# Your goal:
Across the entries below, how many lines contain the word "these"? Give the number alone.

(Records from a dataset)
'''

PR #2380, opened 2016-03-17
Ensure taxonomy query args are filterable

danielbachhuber:


danielbachhuber:
@WP-API/amigos #reviewmerge

danielbachhuber:
@joehoyle Thoughts on the build failure?

kjbenk:
@danielbachhuber you need to add `tax_query` to the array of valid rest query parameters for the tests to work :)

https://github.com/WP-API/WP-API/blob/develop/lib/endpoints/class-wp-rest-posts-controller.php#L615-L628

danielbachhuber:
> you need to add tax_query to the array of valid rest query parameters for the tests to work :)

I know — wondering why we aren't doing that right now.

BE-Webdesign:
> I know — wondering why we aren't doing that right now.

That is in #2273 which could use some of your feedback!!

rmccue:
> I know — wondering why we aren't doing that right now.

`tax_query` wasn't allowed because you could have a taxonomy that's non-public and non-REST-enabled, and then query by that. We need to do validation on `tax_query` to ensure all queried taxonomies are allowed.

That's not an issue if we force the parameter to something we're building; i.e. set `$tax_query = []` before we pass it through.

rmccue:
> That's not an issue if we force the parameter to something we're building; i.e. set `$tax_query = []` before we pass it through.

(i.e. it shouldn't be an issue with the way the code is written at the moment, so it should be allowed, I think)

kadamwhite:
PR triage discussion link: https://wordpress.slack.com/archives/core-restapi/p1473802292001233

kadamwhite:
I don't know what to do to suppress that error, could use some help on this

kadamwhite:
After discussion in slack, this PR needs a clear description communicating what it is doing (seems to be permitting tax_query to be used in plugins); and we need to decide whether it is still desired after resolving #2799

PR #2412, opened 2016-03-28
Use Compact links for embedded responses if they are available.

joehoyle:
This fixes curies compatibility with 4.5, and doesn't fatal under 4.4

### DIFF
--- a/core-integration.php
+++ b/core-integration.php
@@ -35,3 +35,50 @@ if ( ! function_exists( 'wp_parse_slug_list' ) ) {
 		return array_unique( $list );
 	}
 }
+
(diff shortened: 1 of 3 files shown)


joehoyle:
@WP-API/amigos #reviewmerge

danielbachhuber:
@joehoyle Why don't any of the tests need changing?

joehoyle:
@danielbachhuber all the tests are set up to use the full-uris, not compact URIs, we have a helper `rest_extand_curies` function or something similar.

danielbachhuber:
Ok.

Issue #2392, opened 2016-03-18
Update documentation on contributing to WP-API


danielbachhuber:
Specifically:
- [x] How to run tests and the linter locally.
- [x] Link to CONTRIBUTING.md from README.md

kjbenk:
Here are some other things worth noting:
1. Explanation of our continuously deployment system, [Travis CI](https://travis-ci.org/WP-API/WP-API).
2. Explain and document what `grunt` is and how to install and run it.  Maybe go over the `Gruntfile.js`.
3. Explanation of our coding standards, aka a slimmed down version of WordPress VIP. Maybe go over the `phpcs.ruleset.xml`.

Once contributors understand these topics and tools they should commit pull requests with a higher pass rate :)

PR #2413, opened 2016-03-28
Make it easier for others to get started contributing

danielbachhuber:
See #2392


danielbachhuber:
@BE-Webdesign @kjbenk Could I get your thoughts and feedback on these changes?

BE-Webdesign:
Yeah, this covers the process.  Maybe put in links to npm/node and composer so if they are unfamiliar with the two they can get more information there.  https://nodejs.org/ and https://getcomposer.org/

'''

# Result of the exercise:
2